The effect of neighborhood size \( N \) and sparsity constraint factor \( K \)

We apply SRC, ERAP, ERAP_MRF and ESRC with different sparsity level factor \( K, \) ranging from \( {\text{K}} = 5 \) to \( {\text{K}} = 80 \), and the best accuracy is chosen for this experiment.

The parameter α which controls the contribution of the classification error is determined by cross validation experiments on training images. For Indian Pines data set, it is set to 0.001. This small value for α is due to the high dimension sparse vector of the training samples. The normalized large scale sparse vector results in small component values for the extracted features, therefore the weight of this controlling term is lower, compared to the sparse reconstruction errors.

3.3 Experiments on ROSIS Pavia University Data Set, Italy

The image was collected by the Reflective Optics Systems Imaging spectrometer (ROSIS), and the sensor generates 115 spectral bands covering from 0.43 to 0.86 µm with a spatial resolution of 1.3 m. In our experiments, 103 bands are used with 12 noisy bands removed from both data sets. It consists of 610 × 340 pixels with 9 labelled classes. As discussed above, the sparsity constraint factor \( T \) is set to range from 5 to 80 for SRC, ERAP, ERAP_MRF and ESRC. \( N \) is set as a 9 × 9 and α is set as 0.005 for this dataset. Table 3 shows the class information of this data set.

Table 3. Class information for Pavia University image

The classification accuracies and classification maps are summarized in Table 4 and Fig. 4. The classification results for this imagery are consistent with Indian Pines imagery. Our proposed method (i.e. ESRC) performs better than the other methods in most cases.

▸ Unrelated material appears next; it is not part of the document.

PR #2047, opened 2025-02-24
Allow themes to disable delays on login failure in the PAM backend

akasure:
- Define "requiresZeroDelayOnFailAuth" as a theme property, that can be set to true to disable login failure delays from PAM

Table 4. Classification accuracies (%) for Pavia University image
Fig. 4.
figure 4

Classification maps of Pavia University. (a) Ground truth. (b) SRC. (c) KSVM. (d) ERAP. (e) EKSVM. (f) SVM_AP (g) ERAP_MRF. (h) ESRC

4 Conclusion

In this paper, a novel framework is proposed for HSI classification. This framework is based on EMAP and SRC. HSI pixels are considered as sparse representation by the atoms in a selected dictionary. In the proposed algorithm, a classification error term is added to the SRC model and is solved by the K-SVD algorithm. To improve the classification accuracy, we also have taken into account the influence of neighboring pixels of the pixel of interest in the MAP spatial regularization model. Experiments conducted on two different hyperspectral images show that the proposed method yields high classification accuracy, which is especially better than the state-of-the-art SVM classifiers.